# TASK:
Would you please state how many lines in the entries contain the word "like"? Only the number should be given.

# DATASET RECORDS:
PR #10221, opened 2021-07-08
Multiplex multiple virtual query streams through a single web socket

### LINKED ISSUE #7796: Reduce the number of transaction streams resulting from JS stream queries
At the moment each call to `useStreamQueries` and `useStreamFetchByKeys` results in one websocket connection to the JSON API and this in turn results in one transaction stream per websocket connection. Even with less than < 100 of such connections we have seen issues on the ledger side (encountered by customers). Considering concurrent users, this is quite easy to reach with just 10 queries and 10 users so we should do something about this.

Specifically, we should reduce the number of transaction streams to 1 per browser session (~ user). Reducing to 1 websocket connection isn’t quite as crucial but I expect hundreds of websocket connections are also going to cause issues eventually and I think this is actually easier to solve together.

2 constraints that I’d like to stick to:

1. Keep the per-template queries in the JS library. Typing multi-template queries is awkward.

2. Related to 1: Don’t reimplement the query language provided by the JSON API on the client side.

There are various ways to go about this but here is one proposal:

1. Add a new endpoint to the JSON API. This endpoint accepts multiple queries (including key queries) each with a query id supplied by the user. The result is the same stream of queries that you get on the current streaming endpoints but each message has an extra field for the query id. If a transaction (or parts thereof) needs to be included in multiple queries, you will get multiple messages for each of them. No guarantees are made about the order of messages for different queries.

2. The JS library is changed to use a single websocket connection for all queries. Based on the query id, we associate messages with the relevant query. The user-facing APIs stay the same.

Open question:
The JS side is necessarily dynamic here wtr to the queries we make. We have two options:
1. Accept dynamic changes for the queries in the JSON API endpoint. This makes things easier for the JS libraries but does require a bit of juggling in the JSON API to stop and reopen transaction streams on changes.
2. No dynamic changes in the JSON API, instead close and reopen the websocket connection. Less complexity in the JSON API but more complexity in the JS libraries and does require streaming the whole ACS again.

I’m leaning towards 1 but I haven’t thought about this for very long.

stefanobaghino-da:
Fixes #7796

changelog_begin
[TS bindings] When using `daml-react` and `daml-ledger`, all streaming request to the query endpoint will be multiplexed through a single web socket
changelog_end

### Pull Request Checklist

trigger the build.


language-support/ts/daml-ledger/index.test.ts
```diff
@@ -153,7 +153,7 @@ describe("streamSubmit", () => {
     stream.on("change", mockChange);
     const restoreConsole = mockConsole();
     mockInstance.serverSend({ warnings: ["oh oh"] });
-    expect(console.warn).toHaveBeenCalledWith("Ledger.streamQueries warnings", {"warnings": ["oh oh"]});
+    expect(console.warn).toHaveBeenCalledWith("QueryStreamsManager warnings", {"warnings": ["oh oh"]});
```
garyverhaegen-da, line 156: The point here was to contain the function name the user actually called, so I'd have a slight preference for not changing the log messages if possible. QueryStreamsManager is an implementation detail the user should not care about, presumably.

language-support/ts/daml-ledger/index.ts
```diff
@@ -127,15 +131,15 @@ const decodeArchiveEventUnknown: jtv.Decoder<ArchiveEvent<object>> =
  * Decoder for an [[Event]].
  */
 const decodeEvent = <T extends object, K, I extends string>(template: Template<T, K, I>): jtv.Decoder<Event<T, K, I>> => jtv.oneOf<Event<T, K, I>>(
-  jtv.object({created: decodeCreateEvent(template)}),
+  jtv.object({created: decodeCreateEvent(template), matchedQueries: jtv.array(jtv.number())}),
   jtv.object({archived: decodeArchiveEvent(template)}),
```
garyverhaegen-da, line 135: Is it a JSON API limitation that you can't match archive events to specific streams?

language-support/ts/daml-ledger/index.ts
```diff
@@ -196,9 +200,7 @@ export type Query<T> = T extends object ? {[K in keyof T]?: Query<T[K]>} : T;
  * queries. As long as that restriction stays, there is no need for any kind of
  * encoding here.
  */
-function encodeQuery<T extends object, K, I extends string>(template: Template<T, K, I>, query?: Query<T>): unknown {
-  // I could not get the "unused" warning silenced, but this seems to count as "used"
-  [template];
+function encodeQuery<T extends object, K, I extends string>(_template: Template<T, K, I>, query?: Query<T>): unknown {
```
garyverhaegen-da, line 203: Fairly sure I'd tried that 🤔. Oh well. Thanks for fixing!

stefanobaghino-da: We may have changed the compiler version and/or configuration in the meantime, not sure.

language-support/ts/daml-ledger/index.ts
stefanobaghino-da: Unfortunately yes. When reading the event from the Ledger API, creates are matched with the predicate based on the contract arguments. The archive event doesn't have the arguments, so this cannot be done. I guess it should be possible to achieve this by matching up the active contract set with the archive event and retrieving the argument from there, but this is not currently possible with the JSON API.

language-support/ts/daml-ledger/index.test.ts
stefanobaghino-da: Initially I was aiming to do this but decided to keep it simple as I didn't think it was too much of an issue, but this makes sense. I'll do it, thanks for the feedback.

language-support/ts/daml-ledger/index.ts
```diff
@@ -329,6 +331,277 @@ type LedgerOptions = {
...
+
+}
+
+type QueryResponseStream<T extends object, K, I extends string> = StreamEventEmitter<T, K, I, readonly CreateEvent<T, K, I>[]>;
+
+type StreamingQuery<T extends object, K, I extends string> = {
+    template: Template<T, K, I>,
+    queries: Query<T>[],
+    stream: QueryResponseStream<T, K, I>,
+    offset?: string | null, // undefined -> nothing has been received, null -> the JSON API returned a null offset
```
garyverhaegen-da, line 358: My TypeScript is a bit rusty; would it be possible to define some sort of enum or sentinel objects here? Googling yielded [this](https://2ality.com/2020/01/special-values-typescript.html), which suggests something like:

```typescript
const NoOffsetReceivedYet = Symbol('NoOffsetReceivedYet');
const NullOffsetReceived = Symbol('NullOffsetReceived');
...
    offset: string | typeof NoOffsetReceivedYet | typeof NullOffsetReceived,
```

language-support/ts/daml-ledger/index.ts
```diff
@@ -329,6 +331,277 @@ type LedgerOptions = {
...
+        map.set(key, [value]);
+    }
+}
+
+/**
+ * @deprecated All usages of this function should be replaced by just
+ *             iterating over the iterator. For this to happen, the TS
+ *             compiler requires the --downlevelIteration flag, which
+ *             however does not play nicely with Jest when running the
+ *             tests.
```
garyverhaegen-da, line 381: Another option would be to target es6, I think. A quick look at [can I use?](https://caniuse.com/?search=es6) seems to say the last major browser to offer compatibility was Firefox in June 2017. Do we still have a good reason to target es5?

language-support/ts/daml-ledger/index.ts
stefanobaghino-da: I think this sounds very reasonable, thanks.

language-support/ts/daml-ledger/index.ts
stefanobaghino-da: No idea. @cocreature?

language-support/ts/daml-ledger/index.ts
```diff
@@ -329,6 +331,277 @@ type LedgerOptions = {
...
+    //    - this causes the consumer to observe what is known as "phantom archives", which are known and documented
+    private matchIndexLookupTable: [StreamingQuery<object, unknown, string>, number][] = [];
+    private templateIdsLookupTable: {[templateId: string]: Set<StreamingQuery<object, unknown, string>>} = {};
+
+    // Accumulates each query in a flattened form to be sent as a single request to the JSON API
+    private request: StreamingQueryRequest[] = [];
+
+    // web socket handle and associated properties
+    private ws: WebSocket | null = null;
+    private wsLiveSince: number | undefined = undefined;
```
garyverhaegen-da, line 416: Why the distinction between null and undefined here?

language-support/ts/daml-ledger/index.ts
cocreature: not sure, it’s hard to verify if any of our users rely on es5

language-support/ts/daml-ledger/index.test.ts
stefanobaghino-da: Addressed by https://github.com/digital-asset/daml/pull/10221/commits/0811eff4dc794a2f0ce12bd06ca85f40aef5cbbe

This also restores what would have been the previous behavior of having one log line for every outstanding query. Since (so far) I tried to make sure that the behavior of virtual streams is identical to the existing one backed by an actual web socket, this is a welcome improvement. 🙇🏻

language-support/ts/daml-ledger/index.ts
stefanobaghino-da: Addressed by https://github.com/digital-asset/daml/pull/10221/commits/e87bc5ca21b3d8f8b7b23ac6dff5fc40fe33e8f0

language-support/ts/daml-ledger/index.ts
stefanobaghino-da: I'll leave this as is for the time being. No rush to take a decision. I would prefer to keep working against ES5 unless there are strong reasons not to. But honestly "we have been in the third decade of the third millennium for a while" is probably at least a good reason.

language-support/ts/daml-ledger/index.ts
stefanobaghino-da: In my mind `undefined` is something which can be absent and will have an actual value at a later point, while `null` is something I explicitly want to define as such.

Would you have found

```suggestion
    private wsLiveSince?: number;
```

to be easier to read? And maybe use a symbol to denote when the web socket is shut down?

language-support/ts/daml-ledger/index.ts
stefanobaghino-da: Embedded the idea as a `TODO` in the code in https://github.com/digital-asset/daml/pull/10221/commits/2cd0bc5ec99961cb088bd74516a1199a2a60e328

language-support/ts/daml-ledger/index.ts
stefanobaghino-da: As mentioned offline, going with `?` for both fields seems the most sensible thing to do.

stefanobaghino-da: Addressed by https://github.com/digital-asset/daml/pull/10221/commits/8e1889d1c686611adc7fa02238e26327df302e17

# WORKED SOLUTION:
2